- **EXERCISE INSTRUCTIONS**:
Take every line of the material below that includes the string "shown" and copy it out.

- **AVAILABLE DATA**:

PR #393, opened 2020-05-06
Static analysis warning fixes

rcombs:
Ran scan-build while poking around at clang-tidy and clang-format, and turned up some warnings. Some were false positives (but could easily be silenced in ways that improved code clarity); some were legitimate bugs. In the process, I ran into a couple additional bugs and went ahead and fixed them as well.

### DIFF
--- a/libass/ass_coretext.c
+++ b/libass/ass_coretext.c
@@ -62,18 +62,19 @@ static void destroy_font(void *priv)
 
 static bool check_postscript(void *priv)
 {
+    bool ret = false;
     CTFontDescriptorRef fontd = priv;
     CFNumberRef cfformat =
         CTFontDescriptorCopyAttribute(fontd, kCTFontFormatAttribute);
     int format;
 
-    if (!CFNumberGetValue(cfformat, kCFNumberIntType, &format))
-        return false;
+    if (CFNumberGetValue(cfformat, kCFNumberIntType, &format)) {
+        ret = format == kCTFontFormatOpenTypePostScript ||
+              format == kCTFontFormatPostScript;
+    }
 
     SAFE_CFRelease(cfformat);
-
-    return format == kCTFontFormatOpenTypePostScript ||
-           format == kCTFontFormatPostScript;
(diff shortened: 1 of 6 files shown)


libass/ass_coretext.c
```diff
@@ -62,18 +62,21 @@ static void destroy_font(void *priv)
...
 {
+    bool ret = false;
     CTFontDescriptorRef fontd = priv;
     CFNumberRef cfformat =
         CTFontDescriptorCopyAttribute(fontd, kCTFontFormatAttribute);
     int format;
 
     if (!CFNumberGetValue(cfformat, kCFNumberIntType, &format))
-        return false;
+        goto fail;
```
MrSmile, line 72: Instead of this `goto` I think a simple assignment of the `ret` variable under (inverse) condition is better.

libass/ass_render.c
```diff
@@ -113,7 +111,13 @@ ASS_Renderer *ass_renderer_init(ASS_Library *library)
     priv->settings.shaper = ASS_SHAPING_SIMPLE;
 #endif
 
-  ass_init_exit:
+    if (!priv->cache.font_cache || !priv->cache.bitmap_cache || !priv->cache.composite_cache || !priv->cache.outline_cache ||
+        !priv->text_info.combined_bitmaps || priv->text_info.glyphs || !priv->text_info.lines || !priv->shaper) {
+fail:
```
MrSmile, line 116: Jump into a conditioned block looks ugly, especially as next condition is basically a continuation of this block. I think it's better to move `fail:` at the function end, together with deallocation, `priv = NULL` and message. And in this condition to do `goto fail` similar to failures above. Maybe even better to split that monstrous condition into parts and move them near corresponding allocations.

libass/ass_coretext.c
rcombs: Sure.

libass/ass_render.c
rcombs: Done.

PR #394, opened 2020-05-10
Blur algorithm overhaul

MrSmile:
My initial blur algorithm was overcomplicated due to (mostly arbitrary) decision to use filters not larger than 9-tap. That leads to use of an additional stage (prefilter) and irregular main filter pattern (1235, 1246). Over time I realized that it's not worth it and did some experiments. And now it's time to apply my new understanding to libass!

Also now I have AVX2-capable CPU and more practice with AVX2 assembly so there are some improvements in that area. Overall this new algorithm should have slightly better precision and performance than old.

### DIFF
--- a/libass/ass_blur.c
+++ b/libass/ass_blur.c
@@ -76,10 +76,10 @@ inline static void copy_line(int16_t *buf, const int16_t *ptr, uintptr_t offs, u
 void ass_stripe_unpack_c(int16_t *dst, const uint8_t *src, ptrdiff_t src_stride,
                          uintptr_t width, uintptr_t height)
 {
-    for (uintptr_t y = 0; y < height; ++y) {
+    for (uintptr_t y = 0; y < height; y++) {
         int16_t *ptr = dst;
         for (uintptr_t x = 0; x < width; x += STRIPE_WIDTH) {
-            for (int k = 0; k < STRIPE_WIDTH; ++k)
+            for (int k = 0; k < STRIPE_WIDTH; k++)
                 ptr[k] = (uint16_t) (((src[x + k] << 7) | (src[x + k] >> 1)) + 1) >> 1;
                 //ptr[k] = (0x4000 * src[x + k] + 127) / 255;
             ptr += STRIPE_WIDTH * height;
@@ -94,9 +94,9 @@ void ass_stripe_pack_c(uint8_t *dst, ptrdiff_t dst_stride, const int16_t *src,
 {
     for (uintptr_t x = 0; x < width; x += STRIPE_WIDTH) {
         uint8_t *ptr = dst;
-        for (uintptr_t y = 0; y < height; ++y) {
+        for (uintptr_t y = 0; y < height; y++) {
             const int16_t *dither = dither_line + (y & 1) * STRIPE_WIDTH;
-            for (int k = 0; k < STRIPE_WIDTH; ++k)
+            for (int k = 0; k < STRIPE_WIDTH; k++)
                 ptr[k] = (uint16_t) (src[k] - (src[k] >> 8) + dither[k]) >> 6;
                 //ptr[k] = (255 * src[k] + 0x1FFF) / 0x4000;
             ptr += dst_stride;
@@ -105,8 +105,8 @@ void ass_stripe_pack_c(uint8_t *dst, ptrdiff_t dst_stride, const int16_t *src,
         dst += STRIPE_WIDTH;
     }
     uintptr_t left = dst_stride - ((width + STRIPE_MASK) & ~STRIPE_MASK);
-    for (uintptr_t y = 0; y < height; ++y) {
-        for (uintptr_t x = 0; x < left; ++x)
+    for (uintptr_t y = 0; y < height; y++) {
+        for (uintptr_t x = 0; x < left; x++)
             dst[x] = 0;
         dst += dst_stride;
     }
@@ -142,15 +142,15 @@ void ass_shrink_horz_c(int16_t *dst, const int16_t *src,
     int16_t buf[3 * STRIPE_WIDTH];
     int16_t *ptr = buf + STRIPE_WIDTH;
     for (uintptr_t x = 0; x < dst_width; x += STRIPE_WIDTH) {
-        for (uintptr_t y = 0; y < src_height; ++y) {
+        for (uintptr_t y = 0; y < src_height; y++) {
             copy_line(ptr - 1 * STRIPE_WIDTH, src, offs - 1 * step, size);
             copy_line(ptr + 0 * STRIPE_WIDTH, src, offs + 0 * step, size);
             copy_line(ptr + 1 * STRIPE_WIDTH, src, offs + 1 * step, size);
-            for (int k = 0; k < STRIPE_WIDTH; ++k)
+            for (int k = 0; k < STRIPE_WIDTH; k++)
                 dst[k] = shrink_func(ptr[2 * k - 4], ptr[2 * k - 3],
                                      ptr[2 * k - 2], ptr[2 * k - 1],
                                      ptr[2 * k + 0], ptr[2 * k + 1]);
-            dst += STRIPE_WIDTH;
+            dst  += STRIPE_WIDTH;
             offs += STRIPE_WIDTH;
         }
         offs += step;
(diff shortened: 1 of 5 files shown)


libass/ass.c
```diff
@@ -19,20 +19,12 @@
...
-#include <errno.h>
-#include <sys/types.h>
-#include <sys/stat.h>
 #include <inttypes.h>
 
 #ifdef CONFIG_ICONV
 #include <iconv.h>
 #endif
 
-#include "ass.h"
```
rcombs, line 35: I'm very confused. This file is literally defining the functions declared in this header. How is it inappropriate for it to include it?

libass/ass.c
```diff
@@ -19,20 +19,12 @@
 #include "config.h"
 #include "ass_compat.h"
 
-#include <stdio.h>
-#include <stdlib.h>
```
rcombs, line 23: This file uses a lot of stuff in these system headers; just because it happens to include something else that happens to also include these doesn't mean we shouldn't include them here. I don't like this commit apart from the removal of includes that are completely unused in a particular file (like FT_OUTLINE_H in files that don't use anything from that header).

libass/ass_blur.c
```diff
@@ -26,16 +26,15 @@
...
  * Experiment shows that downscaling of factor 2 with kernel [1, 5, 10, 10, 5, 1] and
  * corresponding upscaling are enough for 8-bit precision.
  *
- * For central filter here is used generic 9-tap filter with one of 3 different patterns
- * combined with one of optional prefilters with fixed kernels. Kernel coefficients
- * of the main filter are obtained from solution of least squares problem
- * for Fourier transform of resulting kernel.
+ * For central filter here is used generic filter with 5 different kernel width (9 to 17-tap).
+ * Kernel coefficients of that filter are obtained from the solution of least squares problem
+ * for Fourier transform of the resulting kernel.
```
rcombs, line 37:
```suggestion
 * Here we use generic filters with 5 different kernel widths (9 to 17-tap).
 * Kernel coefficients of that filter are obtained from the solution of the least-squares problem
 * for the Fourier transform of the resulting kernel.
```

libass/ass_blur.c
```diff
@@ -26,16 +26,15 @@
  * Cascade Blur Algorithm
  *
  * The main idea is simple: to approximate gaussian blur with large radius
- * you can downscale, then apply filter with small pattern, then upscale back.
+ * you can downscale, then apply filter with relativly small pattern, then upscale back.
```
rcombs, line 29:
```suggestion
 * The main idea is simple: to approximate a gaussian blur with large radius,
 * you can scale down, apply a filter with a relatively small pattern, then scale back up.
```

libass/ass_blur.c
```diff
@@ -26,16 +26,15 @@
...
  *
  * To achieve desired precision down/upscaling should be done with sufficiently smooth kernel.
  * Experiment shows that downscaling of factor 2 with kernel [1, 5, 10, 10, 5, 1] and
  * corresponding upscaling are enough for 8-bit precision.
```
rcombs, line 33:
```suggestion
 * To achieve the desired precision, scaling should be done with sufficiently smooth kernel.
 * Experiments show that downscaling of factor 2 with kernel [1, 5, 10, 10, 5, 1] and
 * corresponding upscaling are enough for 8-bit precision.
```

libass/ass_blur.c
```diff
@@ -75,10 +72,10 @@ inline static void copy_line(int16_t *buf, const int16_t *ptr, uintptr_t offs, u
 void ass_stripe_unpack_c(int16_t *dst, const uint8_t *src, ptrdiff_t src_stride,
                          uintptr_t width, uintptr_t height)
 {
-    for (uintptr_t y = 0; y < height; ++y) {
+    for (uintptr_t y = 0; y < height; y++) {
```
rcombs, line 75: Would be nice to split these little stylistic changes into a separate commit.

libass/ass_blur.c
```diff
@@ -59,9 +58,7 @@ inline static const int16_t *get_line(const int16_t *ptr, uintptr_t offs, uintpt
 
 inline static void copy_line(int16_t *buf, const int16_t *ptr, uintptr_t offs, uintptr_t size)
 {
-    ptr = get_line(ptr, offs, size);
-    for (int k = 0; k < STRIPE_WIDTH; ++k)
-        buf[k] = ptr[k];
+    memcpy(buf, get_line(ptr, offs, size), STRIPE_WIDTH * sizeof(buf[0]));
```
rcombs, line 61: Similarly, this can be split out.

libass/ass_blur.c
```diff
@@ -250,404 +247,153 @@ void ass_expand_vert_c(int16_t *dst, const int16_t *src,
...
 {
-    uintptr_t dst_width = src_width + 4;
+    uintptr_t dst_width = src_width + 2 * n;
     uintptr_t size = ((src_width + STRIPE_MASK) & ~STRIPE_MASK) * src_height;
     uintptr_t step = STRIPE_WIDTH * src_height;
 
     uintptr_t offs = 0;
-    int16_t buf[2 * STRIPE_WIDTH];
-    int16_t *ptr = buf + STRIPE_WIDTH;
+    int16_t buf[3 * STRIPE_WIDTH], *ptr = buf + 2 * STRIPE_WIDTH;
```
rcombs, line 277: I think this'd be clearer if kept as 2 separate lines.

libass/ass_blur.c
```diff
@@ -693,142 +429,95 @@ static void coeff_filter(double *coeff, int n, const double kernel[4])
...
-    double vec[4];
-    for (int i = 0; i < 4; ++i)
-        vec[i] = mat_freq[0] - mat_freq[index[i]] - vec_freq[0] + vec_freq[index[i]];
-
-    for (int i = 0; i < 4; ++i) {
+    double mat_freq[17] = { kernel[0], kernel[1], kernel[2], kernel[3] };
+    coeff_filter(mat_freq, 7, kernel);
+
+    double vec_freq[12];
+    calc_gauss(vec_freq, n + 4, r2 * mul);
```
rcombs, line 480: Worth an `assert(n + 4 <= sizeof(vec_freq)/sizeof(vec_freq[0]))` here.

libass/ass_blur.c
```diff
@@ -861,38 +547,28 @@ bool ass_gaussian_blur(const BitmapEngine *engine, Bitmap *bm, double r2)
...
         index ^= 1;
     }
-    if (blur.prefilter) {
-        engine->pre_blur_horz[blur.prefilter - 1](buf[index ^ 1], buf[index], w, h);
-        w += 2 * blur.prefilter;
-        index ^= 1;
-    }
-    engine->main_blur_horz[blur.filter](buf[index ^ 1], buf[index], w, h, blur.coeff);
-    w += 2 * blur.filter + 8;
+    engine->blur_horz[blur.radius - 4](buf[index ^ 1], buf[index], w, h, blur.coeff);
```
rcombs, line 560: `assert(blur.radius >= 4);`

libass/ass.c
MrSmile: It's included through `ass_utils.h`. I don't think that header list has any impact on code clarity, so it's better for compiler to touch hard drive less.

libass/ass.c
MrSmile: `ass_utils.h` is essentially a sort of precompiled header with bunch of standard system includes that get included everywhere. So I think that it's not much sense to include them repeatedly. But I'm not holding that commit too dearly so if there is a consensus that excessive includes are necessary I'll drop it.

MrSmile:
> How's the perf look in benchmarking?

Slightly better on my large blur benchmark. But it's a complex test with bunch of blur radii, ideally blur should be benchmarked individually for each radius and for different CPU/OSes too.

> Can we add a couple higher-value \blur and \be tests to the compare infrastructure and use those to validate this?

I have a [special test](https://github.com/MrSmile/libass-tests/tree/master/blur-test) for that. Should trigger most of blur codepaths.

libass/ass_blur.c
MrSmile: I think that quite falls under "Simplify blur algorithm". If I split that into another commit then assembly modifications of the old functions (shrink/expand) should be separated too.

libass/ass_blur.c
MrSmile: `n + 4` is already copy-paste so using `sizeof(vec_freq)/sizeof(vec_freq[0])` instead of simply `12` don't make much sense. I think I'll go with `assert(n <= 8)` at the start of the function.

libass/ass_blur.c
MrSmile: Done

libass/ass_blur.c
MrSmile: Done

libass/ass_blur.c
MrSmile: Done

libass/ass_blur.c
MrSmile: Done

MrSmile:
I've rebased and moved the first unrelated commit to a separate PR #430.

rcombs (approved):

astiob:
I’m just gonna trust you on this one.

- **ANSWER BOX**:
(diff shortened: 1 of 6 files shown)
(diff shortened: 1 of 5 files shown)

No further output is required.